* **Working data**
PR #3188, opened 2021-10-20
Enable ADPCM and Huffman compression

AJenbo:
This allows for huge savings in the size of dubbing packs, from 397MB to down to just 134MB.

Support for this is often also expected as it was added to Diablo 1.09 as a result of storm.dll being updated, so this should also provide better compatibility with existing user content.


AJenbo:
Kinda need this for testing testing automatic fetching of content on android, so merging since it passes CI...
--
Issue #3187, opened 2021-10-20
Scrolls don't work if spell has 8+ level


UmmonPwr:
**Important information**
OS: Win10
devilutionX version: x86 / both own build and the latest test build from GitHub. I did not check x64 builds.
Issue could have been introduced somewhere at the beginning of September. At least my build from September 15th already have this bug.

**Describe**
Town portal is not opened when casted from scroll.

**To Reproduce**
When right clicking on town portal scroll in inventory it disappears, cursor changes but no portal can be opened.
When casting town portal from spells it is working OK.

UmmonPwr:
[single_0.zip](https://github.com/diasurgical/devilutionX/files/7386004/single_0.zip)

* **Instructions to follow**
What you give back should be only the lines of the records above, starting at the line with "PR #3188, opened 2021-10-20" and ending at the line with "Kinda need this", restated word for word.

* **Answer for the task**
PR #3188, opened 2021-10-20
Enable ADPCM and Huffman compression

AJenbo:
This allows for huge savings in the size of dubbing packs, from 397MB to down to just 134MB.

Support for this is often also expected as it was added to Diablo 1.09 as a result of storm.dll being updated, so this should also provide better compatibility with existing user content.


AJenbo:
Kinda need this for testing testing automatic fetching of content on android, so merging since it passes CI...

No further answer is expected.